When conversation history grows beyond 10-20 messages, switch to vector-based retrieval. Pass only semantically relevant context to agents.

✅ Update state async when possible

Return agent response immediately, update database in background. Use transactions only when atomicity matters.

✅ Consider event sourcing for critical workflows

For compliance, debugging, or audit trails, event sourcing gives you complete history of all state changes.

Production Considerations

1. Token Economics of State

Every byte of state you pass to agents costs tokens. Optimize ruthlessly.

Token cost examples:

  • Entire conversation history (20 messages): ~2,000 tokens = $0.006/request @ Claude 3.5 Sonnet
  • Vector search (top 5 relevant messages): ~500 tokens = $0.0015/request
  • Minimal context (user ID + intent): ~50 tokens = $0.00015/request

💰 At 1M requests/month: Minimal context saves $5,850/month vs full history

2. State Cleanup

Implement automated cleanup to prevent unbounded state growth.

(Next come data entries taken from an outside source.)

PR #70, opened 2024-11-05
Adding Falco listener and Falco event streamer to cloud-operator

evanj80-illumio:
Went through multiple iterations of how to implement listening to falco events. Concluded that forcing falco to send http events to cloud-operator makes the most sense and is the easiest way to source all events from multple agents. 

This PR builds support for listening, parsing and streaming those events to CloudSecure.


cmd/main.go
evanj80-illumio, line 1: Adding here to be more consistent with how I create new http listener for falco. I think this looks nicer and makes more sense.

internal/controller/resource_manager.go
evanj80-illumio, line 1: Cleanup that was missed from testing PR

evanj80-illumio, line 1: Clean up of file from accidental print statement from test

internal/controller/flow_falco.go
```diff
@@ -0,0 +1,87 @@
...
+				return
+			}
+			eventChan <- podInfo
+		}
+		w.WriteHeader(http.StatusOK)
+	}
+}
+
+// filterIllumioTraffic filters out events related to Illumio network traffic.
+func filterIllumioTraffic(body string) bool {
```
aaronIllumio, line 85: Why do we have a specific function to do only illumio traffic

internal/controller/streams.go
```diff
@@ -380,15 +442,18 @@ func ConnectStreams(ctx context.Context, logger *zap.SugaredLogger, envMap Envir
...
 
 			go manageStream(logger, connectAndStreamResources, sm, resourceDone)
 			go manageStream(logger, connectAndStreamLogs, sm, logDone)
+			go manageStream(logger, connectAndStreamFalcoNetworkFlows, sm, falcoDone)
 			// Only start network flows stream if not disabled
-			if !sm.streamClient.disableNetworkFlows {
+			if !sm.streamClient.disableNetworkFlowsCilium {
 				ciliumDone = make(chan struct{})
 				go manageStream(logger, connectAndStreamCiliumNetworkFlows, sm, ciliumDone)
+
```
aaronIllumio, line 456: please add the falcoDone channel to the select at line 464 for reconnect logic

aaronIllumio (changes requested):
Looks pretty good left some comments. Can you also test this the reconnect logic by connecting to dev and enabling/disabling the cluster a couple of times thanks

internal/controller/flow_falco.go
evanj80-illumio: Its for filtering out falco rules, This is filtering based on the string of the output value contained within the JSON body of the http request that falco sends us on a per request basis.

evanj80-illumio: Customers will use a custom set of rules we give them and we will make sure they always contain that string so we can filter easily.

internal/controller/streams.go
evanj80-illumio: Good catch

internal/controller/streams.go
```diff
@@ -17,13 +19,14 @@ import (
...
-	client              pb.KubernetesInfoServiceClient
-	disableNetworkFlows bool
-	logStream           pb.KubernetesInfoService_SendLogsClient
-	networkFlowsStream  pb.KubernetesInfoService_SendKubernetesNetworkFlowsClient
-	resourceStream      pb.KubernetesInfoService_SendKubernetesResourcesClient
+	ciliumNamespace           string
+	conn                      *grpc.ClientConn
+	client                    pb.KubernetesInfoServiceClient
+	disableNetworkFlowsCilium bool
+	falcoChan                 chan string
```
aaronIllumio, line 26: can you name this falcoEventChan to be more clear with what it actually is

internal/controller/streams_helper.go
```diff
@@ -29,6 +29,21 @@ func sendObjectData(sm *streamManager, metadata *pb.KubernetesObjectData) error
 	return sendToResourceStream(sm.logger, sm.streamClient.resourceStream, request)
 }
 
+// sendFalcoFlow sends a FalcoFlow to the networkFlowsStream
+func sendFalcoFlow(sm *streamManager, flow *pb.FalcoFlow) error {
```
aaronIllumio, line 33: Maybe if possible make a generalized flows send function since we are using the same stream for all flows. This might be helpful with all of the future cni plugins we will use and not have a lot fo duplicate code. Thanks!

aaronIllumio (changes requested):
Looks pretty good! Just a couple of questions and changes

internal/controller/streams.go
```diff
@@ -236,6 +272,26 @@ func connectAndStreamCiliumNetworkFlows(logger *zap.SugaredLogger, sm *streamMan
 	return nil
 }
 
+// connectAndStreamFalcoNetworkFlows creates networkFlowsStream client and begins the streaming of network flows.
+func connectAndStreamFalcoNetworkFlows(logger *zap.SugaredLogger, sm *streamManager) error {
+	falcoCtx, falcoCancel := context.WithCancel(context.Background())
+	defer falcoCancel()
+	sendFalcoNetworkFlows, err := sm.streamClient.client.SendKubernetesNetworkFlows(falcoCtx)
```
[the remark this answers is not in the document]
evanj80-illumio: Yeah it is possible but I think we are going to have an advisory to not let that happen. If we have a customer who will have both on their cluster it still should be fine because in order to have falco talk to our operator they'll need to specifically configure it with out service endpoint. (which cannot accidentally happen)

aaronIllumio (dismissed):
Can you make sure you cover all edges cases in ur tests

Overall LGTM

internal/controller/flow_falco.go
```diff
@@ -0,0 +1,160 @@
...
+		return &pb.IP{Source: source, Destination: destination, IpVersion: pb.IPVersion_IP_VERSION_IPV4}, nil
+	} else if ipVersion == "ipv6" {
+		return &pb.IP{Source: source, Destination: destination, IpVersion: pb.IPVersion_IP_VERSION_IPV6}, nil
+	}
+	return &pb.IP{Source: source, Destination: destination, IpVersion: pb.IPVersion_IP_VERSION_IP_NOT_USED_UNSPECIFIED}, nil
+}
+
+// CreateLayer4Message converts event protocol and ports to a Layer4 proto message
+func CreateLayer4Message(proto string, srcPort, dstPort uint32, ipVersion string) (*pb.Layer4, error) {
+	switch proto {
```
rlenglet, line 122: Have you confirmed that Falco supports ICMP?
https://github.com/falcosecurity/libs/blob/230ddfb91d075241391697900ab4281aa67fe108/userspace/libsinsp/utils.cpp#L1026-L1052

internal/controller/flow_falco.go
```diff
@@ -0,0 +1,160 @@
...
+			}, nil
+		} else if ipVersion == "ipv6" {
+			return &pb.Layer4{
+				Protocol: &pb.Layer4_Icmpv6{
+					Icmpv6: &pb.ICMPv6{},
+				},
+			}, nil
+		}
+	default:
+		return nil, fmt.Errorf("unknown protocol: %s", proto)
```
rlenglet, line 157: I'd rather silently ignore. Don't return an error for that. Because it seems like we'lll also get UDS flows, RAW socket flows, etc.?
https://github.com/falcosecurity/libs/blob/230ddfb91d075241391697900ab4281aa67fe108/userspace/libsinsp/parsers.cpp#L2564-L2565
We should just ignore those.

internal/controller/flow_falco.go
```diff
@@ -0,0 +1,160 @@
...
+					SourcePort:      srcPort,
+					DestinationPort: dstPort,
+				},
+			},
+		}, nil
+	case "icmp":
+		if ipVersion == "ipv4" {
+			return &pb.Layer4{
+				Protocol: &pb.Layer4_Icmpv4{
+					Icmpv4: &pb.ICMPv4{},
```
rlenglet, line 146: Have you confirmed that we don't get the ICMP type and code as the src port and dst port, by any chance?

internal/controller/streams.go
```diff
@@ -203,15 +206,48 @@ func (sm *streamManager) StreamCiliumNetworkFlows(ctx context.Context, ciliumNam
...
 
-// connectAndStreamCiliumNetworkFlows creates ciliumNetworkFlows client and begins the streaming of network flows.
+// StreamFalcoNetworkFlows handles the falco network flow stream.
+func (sm *streamManager) StreamFalcoNetworkFlows(ctx context.Context) error {
+	var falcoFlow string
+	for {
+		falcoFlow = <-sm.streamClient.falcoEventChan
+		if filterIllumioTraffic(falcoFlow) {
+			// Extract the relevant part of the output string
+			re := regexp.MustCompile(`\((.*?)\)`)
```
rlenglet, line 224: Move this into a global variable, and call the `MustCompile` code into `func init() {...}` so this is compiled only once, as this call is expensive.

internal/controller/streams.go
```diff
@@ -203,15 +206,48 @@ func (sm *streamManager) StreamCiliumNetworkFlows(ctx context.Context, ciliumNam
...
 	}
 	return nil
 }
 
-// connectAndStreamCiliumNetworkFlows creates ciliumNetworkFlows client and begins the streaming of network flows.
+// StreamFalcoNetworkFlows handles the falco network flow stream.
+func (sm *streamManager) StreamFalcoNetworkFlows(ctx context.Context) error {
+	var falcoFlow string
+	for {
+		falcoFlow = <-sm.streamClient.falcoEventChan
```
rlenglet, line 221: This variable doesn't need to be defined out of the loop as it's never accessed outside of the loop, and doesn't need to be preserved across iterations.
```suggestion
	for {
		falcoFlow := <-sm.streamClient.falcoEventChan
```

internal/controller/streams.go
```diff
@@ -203,15 +206,48 @@ func (sm *streamManager) StreamCiliumNetworkFlows(ctx context.Context, ciliumNam
...
+				return nil
+			}
+
+			podInfo, err := parsePodNetworkInfo(match[1])
+			if err != nil {
+				return nil
+			}
+			convertedFalcoFlow, err := convertFalcoEventToFlow(podInfo)
+			if err != nil {
+				sm.logger.Errorw("Failed to convert FalcoEvent to flows", "error", err)
```
rlenglet, line 236:
```suggestion
				sm.logger.Errorw("Failed to parse Falco event into flow", "error", err)
```

internal/controller/streams.go
```diff
@@ -203,15 +206,48 @@ func (sm *streamManager) StreamCiliumNetworkFlows(ctx context.Context, ciliumNam
...
+			// Extract the relevant part of the output string
+			re := regexp.MustCompile(`\((.*?)\)`)
+			match := re.FindStringSubmatch(falcoFlow)
+			if len(match) < 2 {
+				return nil
+			}
+
+			podInfo, err := parsePodNetworkInfo(match[1])
+			if err != nil {
+				return nil
```
rlenglet, line 232: Add a comment, as this is surprising at first glance.
```suggestion
				// If the event can't be parsed, consider that it's not a flow event and just ignore it.
				return nil
```

internal/controller/streams.go
```diff
@@ -236,6 +272,26 @@ func connectAndStreamCiliumNetworkFlows(logger *zap.SugaredLogger, sm *streamMan
...
+// connectAndStreamFalcoNetworkFlows creates networkFlowsStream client and begins the streaming of network flows.
+func connectAndStreamFalcoNetworkFlows(logger *zap.SugaredLogger, sm *streamManager) error {
+	falcoCtx, falcoCancel := context.WithCancel(context.Background())
+	defer falcoCancel()
+	sendFalcoNetworkFlows, err := sm.streamClient.client.SendKubernetesNetworkFlows(falcoCtx)
+	if err != nil {
+		logger.Errorw("Failed to connect to server", "error", err)
+		return err
+	}
+	sm.streamClient.networkFlowsStream = sendFalcoNetworkFlows
```
rlenglet, line 284:
```suggestion

	sm.streamClient.networkFlowsStream = sendFalcoNetworkFlows
```

rlenglet, line 284: How do you make sure that only one of `connectAndStreamCiliumNetworkFlows` or `connectAndStreamFalcoNetworkFlows` gets called and sets this `networkFlowsStream ` field?

internal/controller/streams.go
```diff
@@ -353,6 +409,27 @@ func manageStream(logger *zap.SugaredLogger, connectAndStream func(*zap.SugaredL
 
 // ConnectStreams will continue to reboot and restart the main operations within the operator if any disconnects or errors occur.
 func ConnectStreams(ctx context.Context, logger *zap.SugaredLogger, envMap EnvironmentConfig, bufferedGrpcSyncer *BufferedGrpcWriteSyncer) {
+	// Falco channels communicate news events between http server and our network flows strea,
+	falcoEventChan := make(chan string)
+	http.HandleFunc("/", NewFalcoEventHandler(falcoEventChan))
+	falcoEvent := &http.Server{Addr: ":5000"}
```
rlenglet, line 415: At least define a constant for this port.

internal/controller/streams.go
rlenglet, line 284: More generally, I still don't see the point of defining and setting this `networkFlowsStream` field, as the stream is only used by the one call to `StreamFalcoNetworkFlows` below. So it is not really part of the state. It's only used in the context of this one execution stack.
This should rather be passed as a parameter to `StreamFalcoNetworkFlows` (resp. `StreamCiliumNetworkFlows`).

internal/controller/streams.go
```diff
@@ -353,6 +409,27 @@ func manageStream(logger *zap.SugaredLogger, connectAndStream func(*zap.SugaredL
...
+	go func() {
+		for {
+			func() {
+				defer func() {
+					if r := recover(); r != nil {
+						logger.Infow("Recovered from panic. Restarting server...", "error", r)
+					}
+				}()
+				if err := falcoEvent.ListenAndServe(); err != nil {
+					logger.Fatal("Falco server failed", zap.Error(err))
```
rlenglet, line 426: `logger.Fatal` just exits the process. So what's the point of this loop and the `recover()`, etc.?
https://github.com/uber-go/zap/blob/966925341b9f43d835469b153e907cc9e1003c17/logger.go#L292-L293

rlenglet (changes requested):
Looks pretty good, thanks!
Some relatively minor comments.

cloud-operator/templates/cloud-operator-service.yaml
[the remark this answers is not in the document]
evanj80-illumio: Was not planning on adding a deployment of falco to our helm charts. Was going to create a guide ( which I have a rough version of on confluence) that customers can use to install falco using our config and rules.

internal/controller/flow_falco.go
```diff
@@ -0,0 +1,160 @@
...
+		var body struct {
+			Output string `json:"output"`
+		}
+
+		if err := json.NewDecoder(r.Body).Decode(&body); err != nil {
+			http.Error(w, err.Error(), http.StatusBadRequest)
+			return
+		}
+		eventChan <- body.Output
+		w.WriteHeader(http.StatusOK)
```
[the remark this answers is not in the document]
evanj80-illumio: Great idea here.

internal/controller/flow_falco.go
evanj80-illumio: Seems like their docs may be different than implementation you linked.... https://falco.org/docs/reference/rules/supported-fields/ under fd.l4proto it states icmp is supported type.

internal/controller/flow_falco.go
```diff
@@ -0,0 +1,160 @@
...
+	// DstPort is the destination port number involved in the network event.
+	DstPort string `json:"dstport"`
+	// Proto is the protocol used in the network event (e.g., TCP, UDP).
+	Proto string `json:"proto"`
+	// IpVersion is the version used in the network event (e.g. ipv4, ipv6).
+	IpVersion string `json:"prototype"`
+}
+
+// parsePodNetworkInfo parses the input string to extract network information into a FalcoEvent struct.
+func parsePodNetworkInfo(input string) (FalcoEvent, error) {
```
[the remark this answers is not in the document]
evanj80-illumio: Yeah just looked over the logic, made it like that in case that logic needed to be separate down the line, but not needed to be like that now.

internal/controller/streams.go
evanj80-illumio: Yeah looking back (after 2 weeks) ill simplify this

internal/controller/flow_falco.go
evanj80-illumio: Their docs outline that we only get src/dst ports with TCP and UDP

internal/controller/streams.go
evanj80-illumio: my thought process is we will always have falco enabled UNLESS Cilium is used. Then if cilium is enabled that falco server will never be used thus its okay for us to override that networkFlowsStream. Now if we are worried there will be some customer environments that may have both, than Cilium should still take precedence (which is what is happening now). Now if they are both set up by a customer, they will not have the illumio specific rules that our falco events are being filtered on thus those events should never even be sent down stream.

cmd/main.go
```diff
@@ -103,14 +103,18 @@ func main() {
...
 
 	go func() {
-		errChan <- http.ListenAndServe(":8080", nil)
+		errChan <- healthChecker.ListenAndServe()
 		err := <-errChan
 		logger.Fatal("healthz check server failed", zap.Error(err))
 	}()
 
 	ctx := context.Background()
+	controller.InitRegex()
```
rlenglet, line 117: Use an `init` function, cf. https://go.dev/doc/effective_go#init

rlenglet (changes requested):

internal/controller/streams.go
```diff
@@ -380,21 +460,26 @@ func ConnectStreams(ctx context.Context, logger *zap.SugaredLogger, envMap Envir
...
 			// Only start network flows stream if not disabled
-			if !sm.streamClient.disableNetworkFlows {
+			if !sm.streamClient.disableNetworkFlowsCilium {
 				ciliumDone = make(chan struct{})
 				go manageStream(logger, connectAndStreamCiliumNetworkFlows, sm, ciliumDone)
+				falcoDone = nil
 			} else {
 				ciliumDone = nil
+				go manageStream(logger, connectAndStreamFalcoNetworkFlows, sm, falcoDone)
+
```
rlenglet, line 477: Nit.
```suggestion
```

rlenglet (changes requested):
Looks good!
Just a few minor nits.

rlenglet (approved):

// Supabase cleanup job (run daily)
-- Delete session state older than 7 days
DELETE FROM agent_state
WHERE updated_at < NOW() - INTERVAL '7 days'
  AND session_id LIKE 'session-%';

-- Delete orphaned memories (no recent activity)
DELETE FROM agent_memory
WHERE session_id IN (
  SELECT DISTINCT session_id
  FROM agent_memory
  GROUP BY session_id
  HAVING MAX(created_at) < NOW() - INTERVAL '30 days'
);

-- Archive old events (keep last 90 days, archive rest)
INSERT INTO agent_events_archive
SELECT * FROM agent_events
WHERE timestamp < EXTRACT(EPOCH FROM NOW() - INTERVAL '90 days') * 1000;

DELETE FROM agent_events
WHERE timestamp < EXTRACT(EPOCH FROM NOW() - INTERVAL '90 days') * 1000;

3. State Monitoring

Track state size, access patterns, and performance impact.

Key metrics to monitor:

  • Average state size per session (bytes)
  • State access latency (Redis/Postgres read time)
  • State growth rate (MB/day)
  • Cache hit rate (if using Redis caching)
  • Token cost from state context ($/request)

Related Resources

Key Takeaways

  • State is memory, memory is identity. Without proper state management, you have stateless function calls, not intelligent agents.
  • Layer state by lifecycle: Ephemeral (in-memory), session (Redis), long-term (Postgres). Different data needs different storage.
  • Token economics matter: Full conversation history costs 10x more than vector search retrieval. Optimize what you pass to agents.
  • Use vector memory for semantic search: When history grows beyond 10-20 messages, switch to embedding-based retrieval.
  • Implement state cleanup: Set TTLs, run cleanup jobs, archive old data. Unbounded state growth kills performance.
  • Consider event sourcing for critical workflows: Full audit trail, debugging capability, compliance requirements all benefit from event-sourced state.